PR #34, opened 2021-09-09
add util/http

treid314:
**What this PR does**: This PR adds the util/http files from cortex, it's required as part of moving the ring. The http module contains some helper methods for sending data via http in a number of different formats (HTML, JSON, Yaml, Text, and Protobuf)

**Checklist**
- [X] Tests updated

### DIFF
--- a/CHANGELOG.md
+++ b/CHANGELOG.md
@@ -3,3 +3,4 @@
 * [CHANGE] Removed global metrics for KV package. Making a KV object will now require a prometheus registerer that will
   be used to register all relevant KV class metrics. #22
 * [CHANGE] Added CHANGELOG.md and Pull Request template to reference the changelog
+* [ENHANCEMENT] Add 'pkg/util/http' http utilities from cortex #34
--- a/CHANGELOG.md
+++ b/CHANGELOG.md
@@ -3,5 +3,5 @@
 * [CHANGE] Removed global metrics for KV package. Making a KV object will now require a prometheus registerer that will
   be used to register all relevant KV class metrics. #22
 * [CHANGE] Added CHANGELOG.md and Pull Request template to reference the changelog
-* [ENHANCEMENT] Add 'pkg/util/http' http utilities from cortex #34
+* [ENHANCEMENT] Add http package from cortex #34
 * [ENHANCEMENT] Add middleware package. #38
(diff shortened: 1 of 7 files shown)


CHANGELOG.md
```diff
@@ -2,4 +2,5 @@
 
 * [CHANGE] Removed global metrics for KV package. Making a KV object will now require a prometheus registerer that will
   be used to register all relevant KV class metrics. #22
-* [CHANGE] Added CHANGELOG.md and Pull Request template to reference the changelog
\ No newline at end of file
+* [CHANGE] Added CHANGELOG.md and Pull Request template to reference the changelog
+* [ENHANCEMENT] Add 'pkg/util/http' http utilities from cortex #34
```
aknuds1, line 6: Wondering if it might be better to refer to the package name it gets in dskit, as opposed to the one in Cortex (pkg/util/http) to avoid confusion on part of the reader?

http/http_test.go
```diff
@@ -0,0 +1,208 @@
...
+	"net/http/httptest"
+	"strconv"
+	"testing"
+
+	"github.com/go-kit/kit/log"
+	"github.com/stretchr/testify/assert"
+	"github.com/stretchr/testify/require"
+	"gopkg.in/yaml.v2"
+
+	dskitHttp "github.com/grafana/dskit/http"
```
aknuds1, line 19: The norm with import aliases is to write them in all lowercase I believe.
```suggestion
	dskithttp "github.com/grafana/dskit/http"
```

pstibrany:
I'm not convinced we should make dskit a kitchen sink with all sorts of tiny util packages. Perhaps we can copy single function used by ring into the ring package instead, while moving ring to dskit?

aknuds1 (commented):
I see that `ParseProtoReader` is used by Loki, maybe we can port only that as public API?

http/http_test.go
treid314: Ah goland offers a refactor to camel case, so I usually take that short route.

pstibrany:
> I see that `ParseProtoReader` is used by Loki, maybe we can port only that as public API? Cfr. @pstibrany's comment.
> 
> Also @bboreham requested `ParseProtoReader` be part of dskit.

What about we move `ParseProtoReader` into `proto` package, and leave the rest out of dskit?

aknuds1:
> > I see that `ParseProtoReader` is used by Loki, maybe we can port only that as public API? Cfr. @pstibrany's comment.
> > Also @bboreham requested `ParseProtoReader` be part of dskit.
> 
> What about we move `ParseProtoReader` into `proto` package, and leave the rest out of dskit?

I think @pstibrany's suggestion sounds good.

treid314:
I ended up putting the protoreader into a proto package as suggested. I also pulled the required http functions into the ring package.

PR #35, opened 2021-09-09
add util/strings

treid314:
**What this PR does**: This PR ports util/strings from cortex. It's two utility functions to look for a string in a collection of strings and a function to make a map from a collection of strings. This is used by the ring package.

**Checklist**
- [-] Tests updated


pstibrany:
> This is used by the ring package.

Should we make a private copy of these functions in the ring package. Having them in dskit seems like overkill.

56quarters:
> > This is used by the ring package.
> 
> Should we make a private copy of these functions in the ring package? Having them publicly-exposed in a new package in dskit seems like overkill.

I agree. They seem pretty trivial to include publicly.

aknuds1 (commented):
@pstibrany might be right in that this functionality is too trivial for its own package (and to be part of public API).

treid314:
Yeah these are both pretty trivial functions, I don't disagree this is overkill. But, moving the files like this lets us keep the history and gives us a single location for these functions in the event of a bug fix or enhancement for cortex, this is my thought process with these PR's of util/*. I'm not opposed to just porting the functions, but I tend to favor keeping the history and everything in one location.

56quarters:
You could push another commit to this branch that moves them into the ring package and makes them private. That would still preserve the rest of the history. I'm not sure how many bugfixes these are going to be getting from Cortex since they're only a few lines of code.

treid314:
> I'm not sure how many bugfixes these are going to be getting from Cortex since they're only a few lines of code.

Yeah it's a little bit more of a philosophical argument than a practical one here since this is basically check all the strings in a loop. I'm not opposed to make it private but these functions are used in multiple spots in cortex, I guess we could keep both, but it's just something to be aware of.

pstibrany:
> Yeah these are both pretty trivial functions, I don't disagree this is overkill. But, moving the files like this lets us keep the history and gives us a single location for these functions in the event of a bug fix or enhancement for cortex, this is my thought process with these PR's of util/*. I'm not opposed to just porting the functions, but I tend to favor keeping the history and everything in one location.

Let's keep this out of public API, and focus on moving code useful for building "distributed systems" into dskit. If Ring code uses them, feel free to make a copy in the Ring PR, but let's keep the functions private.

pracucci:
> Let's keep this out of public API, and focus on moving code useful for building "distributed systems" into dskit. If Ring code uses them, feel free to make a copy in the Ring PR, but let's keep the functions private.

I agree with Peter.

treid314:
Closing this PR in favor of copying the required functions to the ring package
────
Search the material for the word "rest" and copy every matching line.

- [Solution for this task]
What about we move `ParseProtoReader` into `proto` package, and leave the rest out of dskit?
> What about we move `ParseProtoReader` into `proto` package, and leave the rest out of dskit?
You could push another commit to this branch that moves them into the ring package and makes them private. That would still preserve the rest of the history. I'm not sure how many bugfixes these are going to be getting from Cortex since they're only a few lines of code.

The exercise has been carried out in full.